Functional & Ethical SEO for Wordpress
June 6, 2018 8:28 AM   Subscribe

Am I tagging images and using keywords properly and fairly on my Wordpress site?

So Anonymous because I love Metafilter and want to play fair - I don't want this to be a ploy for my site.

Let's say my name is Susan and that I knit and have taught knitting classes in a BIG CITY since 2005. I am known for teaching knitting locally. I call my place a knitting PLACE, but my competition calls theirs a knitting SPACE.
None of those things are true, but they are good parallels to my question for this example.
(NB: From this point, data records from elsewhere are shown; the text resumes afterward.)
PR #3049, opened 2025-01-15
Add optional task_path arg for put_writes()

nfcampos:
- Will be used for sorting pending_sends when available

### DIFF
--- a/libs/checkpoint-postgres/langgraph/checkpoint/postgres/base.py
+++ b/libs/checkpoint-postgres/langgraph/checkpoint/postgres/base.py
@@ -66,6 +66,7 @@ MIGRATIONS = [
     """
     CREATE INDEX CONCURRENTLY IF NOT EXISTS checkpoint_writes_thread_id_idx ON checkpoint_writes(thread_id);
     """,
+    """ALTER TABLE checkpoint_writes ADD COLUMN task_path TEXT NOT NULL DEFAULT '';""",
 ]
 
 SELECT_SQL = f"""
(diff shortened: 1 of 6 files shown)


libs/checkpoint-postgres/langgraph/checkpoint/postgres/base.py
```diff
@@ -66,6 +66,7 @@
     """
     CREATE INDEX CONCURRENTLY IF NOT EXISTS checkpoint_writes_thread_id_idx ON checkpoint_writes(thread_id);
     """,
+    """ALTER TABLE checkpoint_writes ADD COLUMN task_path TEXT NOT NULL DEFAULT '';""",
```
headyin, line 69: This breaks 'postgres_saver()'. 

When call it more than once, it will throw exception:

DuplicateColumn: column "task_path" of relation "checkpoints_writes" already exists

headyin (commented):
Hi

This breaks my project, please see inline comment for the details.

Thank you!

libs/checkpoint-postgres/langgraph/checkpoint/postgres/base.py
vbarda: Please update to the latest version of `langgraph-checkpoint-postgres`

headyin: Do I need to call setup just once or once very new version update? How to detect if there is a migration needed and need to call setup?

vbarda: there is no way to detect that other than by reading release notes to see if there were any schema changes. there was also a bug in the previous version of the library that could have caused the issues you were seeing

technically there is no harm from calling `.setup()` multiple times, as long as you're not modifying the list of migrations manually yourself (and you shouldn't be running individual migrations manually)

headyin: I'm using `langgraph-checkpoint-postgres` 2.0.13 the latest version. This problem is still there.

vbarda: can you open an issue and provide a full description of the problem and a minimal reproducible example of the issue ? https://stackoverflow.com/help/minimal-reproducible-example

PR #3060, opened 2025-01-16
tests: use send twice in a row?

eyurtsev:


libs/langgraph/tests/test_pregel.py
```diff
@@ -5491,3 +5491,241 @@ def invoke_sub_agent(state: AgentState):
...
+        max_score = 0
+        best_joke = ""
+        for joke in state["jokes_with_grades"]:
+            if joke["grade"] > max_score:
+                max_score = joke["grade"]
+                best_joke = joke["joke"]
+        return {"best_selected_joke": best_joke}
+
+    builder = StateGraph(OverallState)
+    builder.add_conditional_edges("__start__", generate_jokes, ["generate_joke"])
```
eyurtsev, line 5553: fails compilation:

>               raise ValueError(f"Found edge starting at unknown node '{source}'")
E               ValueError: Found edge starting at unknown node 'generate_joke'


1) This should probably work
2) We should've called these "add_routing_node" in retrospect

libs/langgraph/tests/test_pregel.py
```diff
@@ -5491,3 +5491,241 @@ def invoke_sub_agent(state: AgentState):
...
+    # subjects to in order to generate a joke
+    class JokeState(TypedDict):
+        subject: str
+        joke: NotRequired[str]
+        joke_grade: NotRequired[int]
+
+    def generate_jokes(state: OverallState):
+        # Distribute the subjects to the generate_joke node
+        sends = [Send("generate_joke", {"subject": s}) for s in state["subjects"]]
+        return Command(goto=sends)
```
eyurtsev, line 5677: This one fails as well -- looks like a bug

libs/langgraph/tests/test_pregel.py
nfcampos: But your graph doesn't have a "generate_joke" node? What am I missing?

eyurtsev: If i add a node it requires the state to be overall state (and I think forces the reduce step)

PR #3076, opened 2025-01-16
Implement get_graph for imperative api

nfcampos:


libs/langgraph/langgraph/func/__init__.py
```diff
@@ -174,6 +178,84 @@ async def agen_wrapper(
...
+        RunnableCallable,
+        RunnableLambda,
+        RunnableSeq,
+        RunnableSequence,
+    )
+
+    candidates: list[Runnable] = [candidate]
+
+    for c in candidates:
+        print(c, type(c))
```
dqbd, line 202: remove print

libs/langgraph/langgraph/func/__init__.py
```diff
@@ -174,6 +178,84 @@ async def agen_wrapper(
...
+                    for nl in get_function_nonlocals(c.func)
+                )
+            elif c.afunc is not None:
+                candidates.extend(
+                    nl.__self__ if hasattr(nl, "__self__") else nl
+                    for nl in get_function_nonlocals(c.afunc)
+                )
+
+
+def _entrypoint_graph(entrypoint: Runnable, xray: int = 0) -> Graph:
```
dqbd, line 224: _question_: worth doing this on-demand rather than during initialization?

nfcampos: yea probably, will change

PR #6786, opened 2026-02-11
optimize: remove importlib.metadata for generic version access

Sid-V5:
Addressing issue #5040 by removing the usage of `importlib.metadata` for retrieving the package version, which can be slow. Instead, the version is now hardcoded as `1.0.8`, matching the value in `pyproject.toml`.
Changes
- Modified `libs/langgraph/langgraph/version.py` to replace dynamic version retrieval with a static string.
Verification
- Verified locally that `from langgraph.version import __version__` returns `1.0.8`.


hinthornw:
Need to add linting or dynamic versioning to keep in sync.

hinthornw:
Can update to be similar to the CLI implementation. If you do then I'll review, otherwise we'll close in a few days.

Sid-V5:
thanks for the feedback @hinthornw! 
updated the PR to match the CLI package's approach:

1. `version.py` now has the hardcoded `__version__ = "1.0.8"` (single source of truth)
2. `pyproject.toml` switched from `version = "1.0.8"` to `dynamic = ["version"]` with `[tool.hatch.version] path = "langgraph/version.py"` so Hatch reads the version from the source file at build time

this mirrors exactly how `libs/cli` handles versioning (`langgraph_cli/__init__.py` + dynamic hatch version), keeping everything in sync without `importlib.metadata` overhead.

libs/langgraph/langgraph/version.py
```diff
@@ -1,12 +1,3 @@
 """Exports package version."""
 
-from importlib import metadata
-
-__all__ = ("__version__",)
```
hinthornw, line 5: keep

Sid-V5:
restored `__all__` in `version.py`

Assume that both PLACE and SPACE are common usage words that anyone would associate to a knitting business.

I have a website that has ranked high in Google locally because of attention I have gotten over the years, but things are changing and I need some clarification to keep up with some new competition.

My website is susan-dot-com (again: it isn't) and my knitting blog about my knitting classes is blog..susan-dot-com.

When I upload and tag images in wordpress I have been using this format with colons separating the words or phrases:

(Let's say it is an entry about a garment that a student named George has made)

--Picture of George in knitted garment--

Title:
Knitting classes in BIG CITY: Susan: knitting PLACE: Knitting SPACE: Knitting: Garment: Student: George: Knitted dress

Caption:
George's red knitted dress!

Alt Text:
Knitting classes in BIG CITY: Susan: knitting PLACE: Knitting SPACE: Knitting: Garment: Student: George: Knitted dress: red

Description:
Knitting classes in BIG CITY: Susan: knitting PLACE: Knitting SPACE: Knitting: Garment: Student: George: Knitted dress: Red

Then, on the post page itself I have been going to the "Custom Fields" section and adding:
Knitting classes in BIG CITY: Susan: Knitting Place: Knitting space: Knitting: Garment: Student: George: Knitted dress

And then in the "Custom Fields" section, for the Meta-description, Snippet, and Excerpt I write something like:
"Let George show you the garment they worked on at Susan's knitting place!"

Is this fair and correct? Is there a better way to do it?
posted by anonymous to Computers & Internet (6 answers total) 5 users marked this as a favorite
 
It's fine, there's nothing unethical about any of that. However, for Custom Fields, ignore George completely and do something more focused. Nobody is searching for George; nobody cares about George.

Meta: Pattern Name scarf knit in High End Wool Dyer Brand at Susan's Knitting Place, Space Classes, Peoria, Maine.

Excerpt and Snippet: Learn to knit Pattern Name scarf knit in High End Wool Dyer Brand at Susan's Knitting Place, Space Classes, Peoria, Maine.

Choose the 12 keywords that bring you the most traffic (like knit and knitting in the above example) and optimise everything for those.
posted by DarlingBri at 10:36 AM on June 6, 2018


The only bit I see an issue with here is the ALT text, because any user with a screen reader will have that text read to them as a replacement for the image. An SEO-optimized string is not likely to be useful to that user of your website.
posted by fencerjimmy at 10:54 AM on June 6, 2018


I've been doing ethical, white-hat SEO since 2010. With that in mind, I have a few suggestions/observations:

1) Write for people
While keywords are important, these days search algorithms rely on a variety of on-page (and off-page) "signals" to determine quality and relevance, and subsequently search ranking.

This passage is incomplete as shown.